# WHAT IS EXPECTED
Once you find the line with "- CacheController >" in the entries below, return exactly every line from it through the line with "if (indicValue == null".

***

PR #5259, opened 2024-01-31
authhelper: correct HTTP field names in diag data

thc202:
Swap cookie and set-cookie to match the name used in the request and response respectively.


ricekot (approved):
Thanks!

kingthorin (approved):

PR #5281, opened 2024-02-09
scripts: Enable save button on script creation

ricekot:
## Overview
The save button was not enabled for new scripts upon creation.
Mark the script as changed when it is created.

## Checklist
- [ ] Update help
- [x] Update changelog
- [ ] Write tests
- [ ] Check code coverage
- [x] Sign-off commits
- [x] Squash commits
- [x] Use a descriptive title


kingthorin (commented):
Should this be tied to the script having content? It would for templates but it wouldn't for a new blank..,

ricekot:
Why not? Blank scripts should be allowed to be saved too, right?

kingthorin:
Yup fair I guess, I was thinking it would be pointless but you're right someone could use it as a reminder or something

kingthorin (approved):

thc202 (approved):

thc202:
Thank you!

PR #5282, opened 2024-02-09
automation: use newer core code

thc202:
Use already available core code as the add-on is already targeting newer core version.


kingthorin (approved):

ricekot (approved):
Thanks!

PR #5288, opened 2024-02-09
authhelper: use newer core code

thc202:
Use already available core code as the add-on is already targeting newer core version.


ricekot (approved):
Thanks!

PR #2913, opened 2021-05-06
openapi: Updates for data-driven node parsing and multi-file schema support

adamhawkbaldwin:
* Build and return a `StructuralNodeModifier` list based on path parameters found
  in the provided OpenAPI spec
* Handle multiple path variables and generate appropriate regex for data driven nodes
* Use default context for adding DDNs if not provided
* Add multi-file schema support

Signed-off-by: Adam Baldwin <adam.baldwin@stackhawk.com>

PR #5299, opened 2024-02-16
openapi: workaround issue importing fully resolved definitions

megalucio:
## Overview
Fix import openapi definitions from files. It fails with big files.

## Related Issues

https://github.com/zaproxy/zaproxy/issues/8193

## Checklist
- [ ] Update help
- [x] Update changelog
- [ ] Write tests
- [ ] Check code coverage
- [x] Sign-off commits
- [ ] Squash commits
- [x] Use a descriptive title

### DIFF
--- a/addOns/openapi/CHANGELOG.md
+++ b/addOns/openapi/CHANGELOG.md
@@ -3,10 +3,10 @@ All notable changes to this add-on will be documented in this file.
 
 The format is based on [Keep a Changelog](https://keepachangelog.com/en/1.0.0/).
 
+## Unreleased
+
 ### Changed
 - Workaround issue loading fully resolved definitions that are too large by trying to use the original definition only (Issue 8193).
-
-## Unreleased
 
 ## [41] - 2024-05-10
 ### Changed
--- a/addOns/openapi/CHANGELOG.md
+++ b/addOns/openapi/CHANGELOG.md
@@ -3,8 +3,10 @@ All notable changes to this add-on will be documented in this file.
 
 The format is based on [Keep a Changelog](https://keepachangelog.com/en/1.0.0/).
 
-## Unreleased
+### Changed
+- Workaround issue loading fully resolved definitions that are too large by trying to use the original definition only (Issue 8193).
 
+## Unreleased
 
 ## [41] - 2024-05-10
 ### Changed
--- a/addOns/openapi/src/main/java/org/zaproxy/zap/extension/openapi/ExtensionOpenApi.java
+++ b/addOns/openapi/src/main/java/org/zaproxy/zap/extension/openapi/ExtensionOpenApi.java
@@ -27,6 +27,7 @@ import java.io.BufferedReader;
 import java.io.File;
 import java.io.FileReader;
 import java.io.IOException;
+import java.nio.charset.StandardCharsets;
 import java.util.ArrayList;
 import java.util.Arrays;
 import java.util.Collections;
@@ -74,6 +75,8 @@ import org.zaproxy.zap.model.SessionStructure;
 import org.zaproxy.zap.model.ValueGenerator;
 import org.zaproxy.zap.utils.ThreadUtils;
 import org.zaproxy.zap.view.ZapMenuItem;
+
+import com.fasterxml.jackson.databind.JsonMappingException;
 
 public class ExtensionOpenApi extends ExtensionAdaptor implements CommandLineListener {
 
@@ -344,13 +347,20 @@ public class ExtensionOpenApi extends ExtensionAdaptor implements CommandLineLis
                 throw new InvalidDefinitionException();
             }
 
-            String openApiString = FileUtils.readFileToString(file, "UTF-8");
+            String openApiString;
+            try {
+                openApiString = Json.mapper().writeValueAsString(openApi);
+            } catch (JsonMappingException e) {
+                if(e.getOriginalMessage().contains("TextBuffer overrun")) {
+                    LOGGER.warn("OpenAPI definition too large, trying to read it directly from file");
+                    openApiString = FileUtils.readFileToString(file,  StandardCharsets.UTF_8);
+                }
+                else throw e;
+            }
 
             List<String> errors =
                     importOpenApiDefinition(
-                            !openApiString.contains("openapi") || openApiString.contains(".yaml#")
-                                    ? Json.pretty(openApi)
-                                    : openApiString,
+                            openApiString,
                             targetUrl,
                             null,
                             initViaUi,
--- a/addOns/openapi/src/main/java/org/zaproxy/zap/extension/openapi/ExtensionOpenApi.java
+++ b/addOns/openapi/src/main/java/org/zaproxy/zap/extension/openapi/ExtensionOpenApi.java
@@ -335,6 +335,7 @@ public class ExtensionOpenApi extends ExtensionAdaptor implements CommandLineLis
                     throw new OpenApiExceptions.EmptyDefinitionException();
                 }
             }
+            
 
             SwaggerParseResult swaggerParseResult = SwaggerConverter.parse(file);
             OpenAPI openApi = swaggerParseResult.getOpenAPI();
--- a/addOns/openapi/src/main/java/org/zaproxy/zap/extension/openapi/ExtensionOpenApi.java
+++ b/addOns/openapi/src/main/java/org/zaproxy/zap/extension/openapi/ExtensionOpenApi.java
@@ -348,7 +348,7 @@ public class ExtensionOpenApi extends ExtensionAdaptor implements CommandLineLis
 
             List<String> errors =
                     importOpenApiDefinition(
-                            !openApiString.contains("openapi:") || openApiString.contains(".yaml#")
+                            !openApiString.contains("openapi") || openApiString.contains(".yaml#")
                                     ? Json.pretty(openApi)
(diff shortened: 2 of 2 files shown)


thc202:
You first need to add the agreeing comment.

megalucio:

megalucio:
recheck

addOns/openapi/src/main/java/org/zaproxy/zap/extension/openapi/ExtensionOpenApi.java
```diff
@@ -345,7 +345,7 @@ public OpenApiResults importOpenApiDefinitionV2(
 
             List<String> errors =
                     importOpenApiDefinition(
-                            Json.pretty(openApi),
+                            new String(Files.readAllBytes(file.toPath())),
```
thc202, line 348: It's this way to add support for multi file definitions, #2913, doing just this change breaks that.

megalucio: Any good examples to test this multi file definition schema? I tried with https://github.com/Paldom/swagger-multifile-example/tree/master and in any case this does not seem to work either, getting different errors.

thc202: The codebase has tests for that, `ExtensionOpenApiTest.shouldImportMultiFileV*`.

thc202:
IMO this is not the proper fix, we should change the parser limits instead.

addOns/openapi/src/main/java/org/zaproxy/zap/extension/openapi/ExtensionOpenApi.java
```diff
@@ -343,9 +344,13 @@ public OpenApiResults importOpenApiDefinitionV2(
                 throw new InvalidDefinitionException();
             }
 
+            String openApiString = FileUtils.readFileToString(file, "UTF-8");
+
             List<String> errors =
                     importOpenApiDefinition(
-                            Json.pretty(openApi),
+                            !openApiString.contains("openapi:") || openApiString.contains(".yaml#")
```
thc202, line 351: This checks will not work for JSON format.

thc202:
It looks suspicious that's actually hitting the max of the string, what's the size of the original definition? Did you try write the expanded definition to a file to see its size (and contents for that matter)?

I'm aware that's a class/method from the library, but that's "one" line of code.

Agreed that looks better still I'd skip the pretty print instead of reading from the file (as that would break the multi file).

megalucio:
Giving another go to this one, @thc202 what do you mean by the original and expanded definitions? Not sure, I'm following here. Thanks

thc202:
In SwaggerConverter calls to resolveFully will replace the references with actual values which will make the definition bigger, i was suggesting saving that one and verify the contents.

addOns/openapi/src/main/java/org/zaproxy/zap/extension/openapi/ExtensionOpenApi.java
kingthorin: Make the colon optional then it should still work shouldn't it?

kingthorin: As regex

thc202: But we are just workaround the issue (and maybe), better to find out how to (potentially) fixing it earlier. Though we can merge as is as it helps in some cases and investigate more later.

megalucio:
Size of the original is 2.3M

addOns/openapi/src/main/java/org/zaproxy/zap/extension/openapi/ExtensionOpenApi.java
megalucio: I'm not sure how to fix earlier as is is failing in Json.pretty which is outside of ZAP

thc202:
And just before the `Json.pretty(…)`?

megalucio:
openApiString.length() = 2378052

megalucio:
Not sure how to calculate the size there since I have an [OpenAPI](https://github.com/swagger-api/swagger-core/blob/master/modules/swagger-models/src/main/java/io/swagger/v3/oas/models/OpenAPI.java) object

thc202:
With `Json.mapper().writeValueAsString(…)` (or `Yaml` depending what format you have), you can also write to file with one of the other methods of that class.

megalucio:
> It looks suspicious that's actually hitting the max of the string, what's the size of the original definition? Did you try write the expanded definition to a file to see its size (and contents for that matter)?
> 
> I'm aware that's a class/method from the library, but that's "one" line of code.
> 
> Agreed that looks better still I'd skip the pretty print instead of reading from the file (as that would break the multi file).

Honestly I'm not sure what you mean by the original definition, this is what is being provided. Still unable to process big openapi definitions.

> With `Json.mapper().writeValueAsString(…)` (or `Yaml` depending what format you have), you can also write to file with one of the other methods of that class.

Yeah, that is where the exception is being thrown, this is what happens inside [pretty](https://github.com/swagger-api/swagger-core/blob/master/modules/swagger-core/src/main/java/io/swagger/v3/core/util/Json.java#L33). But the good thing about using it is that in this instance I can catch the exception and only read directly from file when that happens which respects more the previous implementation, I figure this is more backwards compatible. Only doubt I have is if still use Json.pretty or stick with Json.mapper().writeValueAsString(…)`. I will post a new commit now with this idea see what you think.

addOns/openapi/src/main/java/org/zaproxy/zap/extension/openapi/ExtensionOpenApi.java
```diff
@@ -343,9 +347,20 @@ public OpenApiResults importOpenApiDefinitionV2(
                 throw new InvalidDefinitionException();
             }
 
+            String openApiString;
+            try {
+                openApiString = Json.mapper().writeValueAsString(openApi);
```
megalucio, line 352: Using Json.mapper().writeValueAsString(openApi) instead of Json.pretty(openApi) as per explained in last comment to be able to catch the exception. Otherwise it is not possible as the underlying library simply prints the stacktrace.

thc202:
Did you try write to the file?

megalucio:
Right, it seems that is exactly when is failing in 

> Did you try write to file?

If I am understanding you correctly, I get the same exception when Json.mapper().writeValueAsString so basically cant write to file.

thc202:
I mean one of the other methods not that one, e.g. `writeValue(File, Object)`.

megalucio:
Yeah I got a 2.9 GB file 🤦‍♂️

addOns/openapi/src/main/java/org/zaproxy/zap/extension/openapi/ExtensionOpenApi.java
```diff
@@ -343,9 +347,20 @@ public OpenApiResults importOpenApiDefinitionV2(
...
+            } catch (JsonMappingException e) {
+                if(e.getOriginalMessage().contains("TextBuffer overrun")) {
+                    LOGGER.warn("OpenAPI definition too large, trying to read it directly from file");
```
thc202, line 355:
```
                    LOGGER.warn("Fully resolved definition is too large, trying to use original definition only.");
```

addOns/openapi/src/main/java/org/zaproxy/zap/extension/openapi/ExtensionOpenApi.java
```diff
@@ -343,9 +347,20 @@ public OpenApiResults importOpenApiDefinitionV2(
...
+                    openApiString = FileUtils.readFileToString(file,  StandardCharsets.UTF_8);
+                }
+                else throw e;
```
thc202, line 358: Add braces.

thc202:
- This needs a `spotlessApply`.
 - Can you add an entry to the changelog? Something like:
```md
### Changed
- Workaround issue loading fully resolved definitions that are too large by trying to use the original definition only (Issue 8193).
```

thc202:
This might also need a merge/rebase.

megalucio:
Rebase not needed I think:

`% git pull --rebase origin main
From https://github.com/megalucio/zap-extensions
 * branch                  main       -> FETCH_HEAD
Current branch openapi-import-from-file is up to date.`

thc202:
Did you fetch from upstream/zaproxy?

megalucio:
I think is ready now, please review again.

addOns/openapi/CHANGELOG.md
```diff
@@ -3,8 +3,10 @@ All notable changes to this add-on will be documented in this file.
 
 The format is based on [Keep a Changelog](https://keepachangelog.com/en/1.0.0/).
 
-## Unreleased
+### Changed
+- Workaround issue loading fully resolved definitions that are too large by trying to use the original definition only (Issue 8193).
```
thc202, line 7: Needs to be moved down to be under `## Unreleased`.

thc202 (approved):

thc202:
Thank you!

kingthorin (approved):

PR #4561, opened 2023-04-23
Add patches for header guesser errors

ArkaprabhaChakraborty:
Related to: zaproxy/zaproxy#7694

PR #5306, opened 2024-02-18
paramdigger: Handle session change & previous PR follow-up

kingthorin:
## Overview
- CacheController > Remove unnecessary else block and conditional handling. (Mentioned in https://github.com/zaproxy/zap-extensions/pull/4561/files)
- ExtensionParamDigger > Add and use SessionChangedListener.
- HeaderGuesser > Make constant final. (Mentioned in https://github.com/zaproxy/zap-extensions/pull/4561/files)

## Related Issues
- zaproxy/zaproxy#7694
- zaproxy/zap-extensions#4561

## Checklist
- [NA] Update help
- [x] Update changelog
- [NA] Write tests
- [NA] Check code coverage
- [x] Sign-off commits
- [x] Squash commits
- [x] Use a descriptive title

### DIFF
--- a/addOns/paramdigger/src/main/java/org/zaproxy/addon/paramdigger/CacheController.java
+++ b/addOns/paramdigger/src/main/java/org/zaproxy/addon/paramdigger/CacheController.java
@@ -861,21 +861,19 @@ public class CacheController {
             String indicValue = msg.getResponseHeader().getHeader(cache.getIndicator());
             if (indicValue == null || indicValue.isEmpty()) {
                 return true;
-            } else {
-                if (!this.checkCacheHit(indicValue, cache) && cache.getIndicator() != null) {
-                    sleeper(2000);
-                    httpSender.sendAndReceive(msg);
-                    addCacheMessage(msg);
-                    indicValue = msg.getResponseHeader().getHeader(cache.getIndicator());
-                    if (this.checkCacheHit(indicValue, cache)) {
-                        return false;
-                    } else {
-                        return true;
-                    }
+            }
+            if (!this.checkCacheHit(indicValue, cache) && cache.getIndicator() != null) {
+                sleeper(2000);
+                httpSender.sendAndReceive(msg);
+                addCacheMessage(msg);
+                indicValue = msg.getResponseHeader().getHeader(cache.getIndicator());
+                if (this.checkCacheHit(indicValue, cache)) {
+                    return false;
                 }
-                return false;
+                return true;
             }
 
+            return false;
         } catch (Exception e) {
             return false;
         }
--- a/addOns/paramdigger/src/main/java/org/zaproxy/addon/paramdigger/ExtensionParamDigger.java
+++ b/addOns/paramdigger/src/main/java/org/zaproxy/addon/paramdigger/ExtensionParamDigger.java
@@ -21,9 +21,12 @@ package org.zaproxy.addon.paramdigger;
 
 import javax.swing.ImageIcon;
 import org.parosproxy.paros.Constant;
+import org.parosproxy.paros.control.Control.Mode;
 import org.parosproxy.paros.extension.ExtensionAdaptor;
 import org.parosproxy.paros.extension.ExtensionHook;
 import org.parosproxy.paros.extension.ExtensionPopupMenuItem;
+import org.parosproxy.paros.extension.SessionChangedListener;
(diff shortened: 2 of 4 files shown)


addOns/paramdigger/src/main/java/org/zaproxy/addon/paramdigger/ExtensionParamDigger.java
```diff
@@ -21,17 +21,20 @@
...
+import org.parosproxy.paros.model.Session;
 import org.parosproxy.paros.network.HttpMessage;
 import org.zaproxy.addon.paramdigger.gui.ParamDiggerDialog;
 import org.zaproxy.addon.paramdigger.gui.ParamDiggerPanel;
 import org.zaproxy.addon.paramdigger.gui.PopupMenuParamDigger;
 import org.zaproxy.zap.utils.DisplayUtils;
 import org.zaproxy.zap.view.ZapMenuItem;
 
-public class ExtensionParamDigger extends ExtensionAdaptor {
+public class ExtensionParamDigger extends ExtensionAdaptor implements SessionChangedListener {
```
thc202, line 37: Should not be exposed through the extension.

addOns/paramdigger/src/main/java/org/zaproxy/addon/paramdigger/CacheController.java
```diff
@@ -861,20 +861,15 @@ private boolean checkAlwaysMiss(String url, Method method, Cache cache) {
...
-                    }
-                }
-                return false;
             }
+            if (!this.checkCacheHit(indicValue, cache) && cache.getIndicator() != null) {
+                sleeper(2000);
+                httpSender.sendAndReceive(msg);
+                addCacheMessage(msg);
+                indicValue = msg.getResponseHeader().getHeader(cache.getIndicator());
+                return this.checkCacheHit(indicValue, cache);
```
thc202, line 870: It was returning false when true, should have test.

addOns/paramdigger/src/main/java/org/zaproxy/addon/paramdigger/ExtensionParamDigger.java
kingthorin: On the actual panel then?

addOns/paramdigger/src/main/java/org/zaproxy/addon/paramdigger/CacheController.java
kingthorin: Will review, and see what I can do/add. I did double check that existing tests passed.

addOns/paramdigger/src/main/java/org/zaproxy/addon/paramdigger/ExtensionParamDigger.java
thc202: Here but an inner class.

addOns/paramdigger/src/main/java/org/zaproxy/addon/paramdigger/CacheController.java
kingthorin: Agreed the logic was the other way around. However, I can't come up with a test case where it matters 😞

thc202: You mean based on the existing tests?

kingthorin: Yes, shouldNotFindCacheWithAnyCacheBuster seems to handle one case. But, really passes whether or not that block is true or false 🤷‍♂️

You can validate simply with:
```java
                System.out.println("Here");
                return false;//!this.checkCacheHit(indicValue, cache);
```
and
```java
                System.out.println("Here");
                return true;//!this.checkCacheHit(indicValue, cache);
```

kingthorin: Any thoughts?

thc202: I will have to check the code/tests.

thc202 (approved):

thc202:
Thank you!

psiinon (approved):

PR #5317, opened 2024-02-23
accessControl: Various tweaks or enhancements

kingthorin:
## Overview
- AccessControlScanOptionsDialog > No longer padding, which simply seemed to be unused space. The user selection table could maybe use a tweak in the future, but still this is better than before.
- AccessControlStatusPanel > Now uses a HistoryReferencesTable instead of a default JXTable so that the standard history  reference container context menus apply. No longer statically assigning the font for the panel/table.
- CHANGELOG > Added notes.
- Messages.properties > Title capped some UI strings.

## Related Issues
- zaproxy/zaproxy#2000
- zaproxy/zaproxy#8356

## Checklist
- [NA] Update help
- [x] Update changelog
- [NA] Write tests
- [NA] Check code coverage
- [x] Sign-off commits
- [x] Squash commits
- [x] Use a descriptive title

### DIFF
--- a/addOns/accessControl/src/main/java/org/zaproxy/zap/extension/accessControl/view/AccessControlStatusPanel.java
+++ b/addOns/accessControl/src/main/java/org/zaproxy/zap/extension/accessControl/view/AccessControlStatusPanel.java
@@ -36,7 +36,6 @@ import javax.swing.filechooser.FileFilter;
 import javax.xml.parsers.ParserConfigurationException;
 import org.apache.logging.log4j.LogManager;
 import org.apache.logging.log4j.Logger;
-import org.jdesktop.swingx.JXTable;
 import org.jdesktop.swingx.decorator.AbstractHighlighter;
 import org.jdesktop.swingx.decorator.ComponentAdapter;
 import org.jdesktop.swingx.renderer.DefaultTableRenderer;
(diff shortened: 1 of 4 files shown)


kingthorin:
Rebased and de-conflicted.

addOns/accessControl/src/main/java/org/zaproxy/zap/extension/accessControl/view/AccessControlStatusPanel.java
```diff
@@ -121,7 +125,7 @@ protected Component getWorkPanel() {
             workPane = new JScrollPane();
             workPane.setName("AccessControlResultsPane");
             workPane.setViewportView(getScanResultsTable());
-            workPane.setFont(new java.awt.Font("Dialog", java.awt.Font.PLAIN, 11));
+            workPane.setFont(FontUtils.getFont(FontType.workPanels));
```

***

# THE COMPLETED TASK
- CacheController > Remove unnecessary else block and conditional handling. (Mentioned in https://github.com/zaproxy/zap-extensions/pull/4561/files)
- ExtensionParamDigger > Add and use SessionChangedListener.
- HeaderGuesser > Make constant final. (Mentioned in https://github.com/zaproxy/zap-extensions/pull/4561/files)

## Related Issues
- zaproxy/zaproxy#7694
- zaproxy/zap-extensions#4561

## Checklist
- [NA] Update help
- [x] Update changelog
- [NA] Write tests
- [NA] Check code coverage
- [x] Sign-off commits
- [x] Squash commits
- [x] Use a descriptive title

### DIFF
--- a/addOns/paramdigger/src/main/java/org/zaproxy/addon/paramdigger/CacheController.java
+++ b/addOns/paramdigger/src/main/java/org/zaproxy/addon/paramdigger/CacheController.java
@@ -861,21 +861,19 @@ public class CacheController {
             String indicValue = msg.getResponseHeader().getHeader(cache.getIndicator());
             if (indicValue == null || indicValue.isEmpty()) {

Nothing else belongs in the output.